I ran back to the hut.

So late! I found the tea-supper all cleared away, and most of the Campites dispersed about their evening avocations.

Only Elizabeth the trusty had kept back for me milk, a huge plateful of bread-and-butter, and cold bacon.

I expected that Elizabeth would sit down near me while I devoured my meal, and would spice it with comments on the reason for my lateness. Here I had reckoned without my hostess. Not only did she not have a word to say about my having walked—or loitered—home with a young man; but she hadn't, apparently, got a word to say to me about anything, though we had hardly seen each other all day!

In an abstracted way she glanced at the food disappearing from before me, murmuring absently:

"Mustard? Or don't you take it?" Then, looking at the clock said: "Slow, I'm sure." And then, with a curious look on her small face, she left me and strayed forth into the gloaming outside the hut.

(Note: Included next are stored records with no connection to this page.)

PR #1074, opened 2023-08-28
api: Fix duplicate tag bug.

manolama:
It was possible to provide a list of `Tag`s to an `ArrayTagSet` with duplicate values. The duplicates would not be de-duped at merge time if the duplicate keys in the list were lexically less than that of existing tags. Merge now checks the last written tag value to make sure we don't write a duplicate key.


brharrington (approved):
I adjusted the fix a bit so it would have consistent behavior with the other condition and prefer the last value for a given key.

PR #1079, opened 2023-09-15
Simplify ArrayTagSet sort method

kilink:
Get rid of unnecessary branches in ArrayTagSet's insertionSort method.


brharrington:
IIRC the branch was to avoid the loops in the simple case. We would need to do some testing to verify the performance with this change is better or neutral.

brharrington:
In my testing it makes a common case of two tags about 20% slower (#1088).

PR #1080, opened 2023-09-23
Java 21

sullis:
https://blogs.oracle.com/java/post/the-arrival-of-java-21


brharrington:
For temurin jdk21 release see: https://adoptium.net/blog/2023/09/temurin21-delay/

Temurin is used because it was included by default so it would avoid having to download a JDK in some of the builds (#1045). We would need to move to something like Azul if we don't want to wait on Temurin to release their version of JDK 21.

brharrington:
I pulled in these changes and switched back to zulu in #1081

PR #1092, opened 2023-11-08
ipc: avoid exception for empty paths

brharrington:
Fix StringIndexOutOfBoundsException if sanitize is called with an empty path string. Also updates the logic for `/` to be consistent with an empty path string. Both will now get sanitized to `none` as tag values cannot be empty.


fedorka (approved):
Thanks for the fast turnaround!

PR #919, opened 2020-03-02
TextureAttribute's _textureUnit not set on copy

LaurensVoerman:
while I cannot find any impact, I think the TextureAttribute's _textureUnit should be set in a copy operation.
While simply (deep) copying a stateset the TextureAttribute gets in the right list, while the _textureUnit  is still not set - so my simple test with read - clone - write failed to reveal anything.
The undefined value seems to be returned by "attribute->getTypeMemberPair()" used in State::applyAttribute, so I think rendering the cloned copy might cause trouble, but I did not test.
This only applies to master; 3.6 doesn't have a TextureAttribute class.
Regards, Laurens.

### DIFF
--- a/include/osg/TextureAttribute
+++ b/include/osg/TextureAttribute
@@ -28,7 +28,7 @@ class TextureAttribute : public StateAttribute
             _textureUnit(0) {}
 
         TextureAttribute(const TextureAttribute& ta, const CopyOp& copyop=CopyOp::SHALLOW_COPY):
-            StateAttribute(ta, copyop) {}
+            StateAttribute(ta, copyop), _textureUnit(ta._textureUnit) {}
 
         virtual bool isTextureAttribute() const { return true; }
 


openscenegraph:
The TextureAttribute::_textureUnit is not a public set property, but a means to track the unit when assigning to a StateSet.  It's not something that can be copied reliably as it's value is only valid once it's assigned to a StateSet and it's location stored.  Copying the _textureUnit would be mis-leading, but not initilizing it at all is also mis-leading.  I guess ideally one would have an un-assigned state for the _textureUnit.

openscenegraph:
I have an initializer for _textureUnit:

 https://github.com/openscenegraph/OpenSceneGraph/commit/3590e4c0574f33144acda03e162a80147fd3a64a

It's not perfect, I think we probably need an uninitialized state for this variable.  It might be that embedded the texture unit this way would need revisited.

I finished my meal, cleared it away, and went out to find her. No sign of Elizabeth in the field that led down to the bathing-pool. I crossed the tiny bridge over the stream, and wandered into the next field.

Here, through the branches of some hazels growing beside a stone fence, I caught sight of the gleam of a light overall. I went up to it. I found Elizabeth in a nook where it was almost dark under the branches.

"Hullo!" I greeted her. "So this is where you've hidden yourself away, is it?"

Elizabeth, turning, gave a violent start. "Hullo," she said, in what I can only describe as a most unwelcoming tone. To me, her inseparable chum!